Task to complete |
Every record below is to be restated word for word.

━━━━━ Exercise inputs

Issue #1472, opened 2017-03-27
Add rake task to update per page code


voodoorai2000:
To solve accessibility issues we have split the Setting's variable per_page_code into per_page_code_head and per_page_code_body.

We should add a rake task to migrate the data from per_page_code to per_page_code_head

bertocq:
I'm not 100% sure about the tasks to be done, does it mean modifying all files with pattern `locales/settings.**.yml`? There is no `per_page_code` in the codebase. I think the context I'm missing is how Settings work.

bertocq:
Okey after a week in this codebase I've learned enough to be able to understand this issue :D. Doing it in a few!

bertocq:
Github is funky today.. but I got the PR created anyway :D https://github.com/consul/consul/pull/1584

PR #1584, opened 2017-05-31
Rake task to migrate Setting per_page_code to per_page_code_header

bertocq:
This resolves https://github.com/consul/consul/issues/1472

Since I'm not fully aware of all the Setting "scenarios" that any consul installation could have, I've just thought about all the 4 posibilities:

1. **Neither `per_page_code_head` or `per_page_code` Settings exist:** Just create `per_page_code_head` with an empty value.

2. **Both `per_page_code_head` or `per_page_code` Settings exist:** Just delete `per_page_code`

3. **`per_page_code_head` exist, but `per_page_code` doesn't:** 👌  nothing to be done.

4. **`per_page_code_head` doesn't exist, but `per_page_code` does:** The scenario from the issue... just rename `Setting['per_page_code']` key to `per_page_code_head` to keep the same value and remove the old key at the same time.

And reflectet them on 4 scenarios in a new settings rake spec. Maybe bit overkill just for a rake task that would be used once? 😄

### DIFF
--- a/lib/tasks/settings.rake
+++ b/lib/tasks/settings.rake
@@ -1,0 +1,11 @@
+namespace :settings do
+
+  desc "Changes Setting key per_page_code for per_page_code_head"
+  task per_page_code_migration: :environment do
+    per_page_code_setting = Setting.where(key: 'per_page_code').first
+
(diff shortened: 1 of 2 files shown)


voodoorai2000:
👏 👏

PR #1617, opened 2017-06-07
Remove deceptive link in Gemfile_custom

artofhuman:
CUSTOMIZE_EN.md not exists


bertocq:
Nice catch @artofhuman! I can create that missing file by translating the Spanish version. Maybe that would be a better solution, what do you think?

artofhuman:
Yes, its more better solution, i close this pr

bertocq:
Ok :) you got it at https://github.com/consul/consul/pull/1618, keep in mind my english was learnt at spain entirely so I might have typos ^_^

Issue #1489, opened 2017-04-11
Admin section for existing users


voodoorai2000:
We should add an admin section to find and visualize existing users.

Users should be searchable by username, email and DNI.

The following information should be displayed about users:
- Username
- Email
- DNI
- Verification Level
- Roles (admin/moderator/valuator/officer)
- State (bloqued/not bloqued)

voodoorai2000:
Closed via #1560 💃

PR #1631, opened 2017-06-09
Admin section for users

amaia:
This PR implements #1489 

It only shows non-blocked users


voodoorai2000:
Awesome 😌
Thank you @amaia!

PR #1635, opened 2017-06-11
Issue#1354 suggest on investments creation

entantoencuanto:
## Summary

* Some changes has been made on `CommentableActions` and `Polymorphic` concerns to allow filter items to be suggested. With debates and proposals the search is sent directly to the model, but investments are nested resources of budgets, so suggested investments should be selected among those who belong to the budget.

* The original link creation in the partial `shared/suggest` failed with investments due to routes nesting. Also there is a helper method `namespaced_budget_investment_path` to build the path to investments that is used in lists. I've decided to allow the use of custom methods to build the path to resources in the partial using an instance variable and I've used the mentioned helper method.

* The same custom filter used in `index` controller action to show investments is applied for suggestions. In this way there is no difference between what the suggestions counter shows when it exceeds 5 results and the index to which the associated link leads.

* I've only included i18n labels for es and en locales.

### DIFF
--- a/app/controllers/budgets/investments_controller.rb
+++ b/app/controllers/budgets/investments_controller.rb
@@ -24,6 +24,7 @@ module Budgets
 
     invisible_captcha only: [:create, :update], honeypot: :subtitle, scope: :budget_investment
 
+    helper_method :resource_model, :resource_name
     respond_to :html, :js
 
     def index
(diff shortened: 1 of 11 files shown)


voodoorai2000:
Great! Thank you @entantoencuanto :))

PR #1636, opened 2017-06-11
Use table name from model instead custom method

artofhuman:
When we use custom method we do not consider resource model may be
with namespace, for example for model
`Consul::Conversations::Conversation` method table_name returns
wrong result `consul/conversations/conversation`


bertocq:
@artofhuman you closed PR by mistake or you discover a way around without changing code?

artofhuman:
I have troubles because I created column in `tags` table as `conversations_count`, i rename column to all namespace `consul/conversations/conversations_count` and all works, but its so strange behavior to have column named with slashed :)

PR #1637, opened 2017-06-11
Set repo_url and branch for deploy from deploy secrets

artofhuman:


artofhuman:
This change needed to deploy application from another git repo without change main deploy config

javierm:
@artofhuman Sorry for the late reply! :pray: It looks like this change would break existing deployment configurations, since in these cases `deploysecret(:repo_url)` will be `nil` :thinking:.

Regarding the branch, you could also use what we use for the staging environment: `set :branch, ENV["branch"] || :master` and then deploy with `brach=my_branch cap production deploy`. We haven't done this change ourselves because forcing the `master` branch is safer, and we think default options in CONSUL should be as safe as possible; power users like you can easily change their `config/deploy/production.rb` to suit their needs :wink:.

Regarding the repo, we'd rather encourage everyone to include a reference to their repo in version control, in the spirit of promoting AGPL compliance (although it's not directly related). Moving it to the secrets file could give the idea that the repo location should be confidential :thinking:.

━━━━━━━━━━

Result for this task |
Issue #1472, opened 2017-03-27
Add rake task to update per page code


voodoorai2000:
To solve accessibility issues we have split the Setting's variable per_page_code into per_page_code_head and per_page_code_body.

We should add a rake task to migrate the data from per_page_code to per_page_code_head

bertocq:
I'm not 100% sure about the tasks to be done, does it mean modifying all files with pattern `locales/settings.**.yml`? There is no `per_page_code` in the codebase. I think the context I'm missing is how Settings work.

bertocq:
Okey after a week in this codebase I've learned enough to be able to understand this issue :D. Doing it in a few!

bertocq:
Github is funky today.. but I got the PR created anyway :D https://github.com/consul/consul/pull/1584

PR #1584, opened 2017-05-31
Rake task to migrate Setting per_page_code to per_page_code_header

bertocq:
This resolves https://github.com/consul/consul/issues/1472

Since I'm not fully aware of all the Setting "scenarios" that any consul installation could have, I've just thought about all the 4 posibilities:

1. **Neither `per_page_code_head` or `per_page_code` Settings exist:** Just create `per_page_code_head` with an empty value.

2. **Both `per_page_code_head` or `per_page_code` Settings exist:** Just delete `per_page_code`

3. **`per_page_code_head` exist, but `per_page_code` doesn't:** 👌  nothing to be done.

4. **`per_page_code_head` doesn't exist, but `per_page_code` does:** The scenario from the issue... just rename `Setting['per_page_code']` key to `per_page_code_head` to keep the same value and remove the old key at the same time.

And reflectet them on 4 scenarios in a new settings rake spec. Maybe bit overkill just for a rake task that would be used once? 😄

### DIFF
--- a/lib/tasks/settings.rake
+++ b/lib/tasks/settings.rake
@@ -1,0 +1,11 @@
+namespace :settings do
+
+  desc "Changes Setting key per_page_code for per_page_code_head"
+  task per_page_code_migration: :environment do
+    per_page_code_setting = Setting.where(key: 'per_page_code').first
+
(diff shortened: 1 of 2 files shown)


voodoorai2000:
👏 👏

PR #1617, opened 2017-06-07
Remove deceptive link in Gemfile_custom

artofhuman:
CUSTOMIZE_EN.md not exists


bertocq:
Nice catch @artofhuman! I can create that missing file by translating the Spanish version. Maybe that would be a better solution, what do you think?

artofhuman:
Yes, its more better solution, i close this pr

bertocq:
Ok :) you got it at https://github.com/consul/consul/pull/1618, keep in mind my english was learnt at spain entirely so I might have typos ^_^

Issue #1489, opened 2017-04-11
Admin section for existing users


voodoorai2000:
We should add an admin section to find and visualize existing users.

Users should be searchable by username, email and DNI.

The following information should be displayed about users:
- Username
- Email
- DNI
- Verification Level
- Roles (admin/moderator/valuator/officer)
- State (bloqued/not bloqued)

voodoorai2000:
Closed via #1560 💃

PR #1631, opened 2017-06-09
Admin section for users

amaia:
This PR implements #1489 

It only shows non-blocked users


voodoorai2000:
Awesome 😌
Thank you @amaia!

PR #1635, opened 2017-06-11
Issue#1354 suggest on investments creation

entantoencuanto:
## Summary

* Some changes has been made on `CommentableActions` and `Polymorphic` concerns to allow filter items to be suggested. With debates and proposals the search is sent directly to the model, but investments are nested resources of budgets, so suggested investments should be selected among those who belong to the budget.

* The original link creation in the partial `shared/suggest` failed with investments due to routes nesting. Also there is a helper method `namespaced_budget_investment_path` to build the path to investments that is used in lists. I've decided to allow the use of custom methods to build the path to resources in the partial using an instance variable and I've used the mentioned helper method.

* The same custom filter used in `index` controller action to show investments is applied for suggestions. In this way there is no difference between what the suggestions counter shows when it exceeds 5 results and the index to which the associated link leads.

* I've only included i18n labels for es and en locales.

### DIFF
--- a/app/controllers/budgets/investments_controller.rb
+++ b/app/controllers/budgets/investments_controller.rb
@@ -24,6 +24,7 @@ module Budgets
 
     invisible_captcha only: [:create, :update], honeypot: :subtitle, scope: :budget_investment
 
+    helper_method :resource_model, :resource_name
     respond_to :html, :js
 
     def index
(diff shortened: 1 of 11 files shown)


voodoorai2000:
Great! Thank you @entantoencuanto :))

PR #1636, opened 2017-06-11
Use table name from model instead custom method

artofhuman:
When we use custom method we do not consider resource model may be
with namespace, for example for model
`Consul::Conversations::Conversation` method table_name returns
wrong result `consul/conversations/conversation`


bertocq:
@artofhuman you closed PR by mistake or you discover a way around without changing code?

artofhuman:
I have troubles because I created column in `tags` table as `conversations_count`, i rename column to all namespace `consul/conversations/conversations_count` and all works, but its so strange behavior to have column named with slashed :)

PR #1637, opened 2017-06-11
Set repo_url and branch for deploy from deploy secrets

artofhuman:


artofhuman:
This change needed to deploy application from another git repo without change main deploy config

javierm:
@artofhuman Sorry for the late reply! :pray: It looks like this change would break existing deployment configurations, since in these cases `deploysecret(:repo_url)` will be `nil` :thinking:.

Regarding the branch, you could also use what we use for the staging environment: `set :branch, ENV["branch"] || :master` and then deploy with `brach=my_branch cap production deploy`. We haven't done this change ourselves because forcing the `master` branch is safer, and we think default options in CONSUL should be as safe as possible; power users like you can easily change their `config/deploy/production.rb` to suit their needs :wink:.

Regarding the repo, we'd rather encourage everyone to include a reference to their repo in version control, in the spirit of promoting AGPL compliance (although it's not directly related). Moving it to the secrets file could give the idea that the repo location should be confidential :thinking:.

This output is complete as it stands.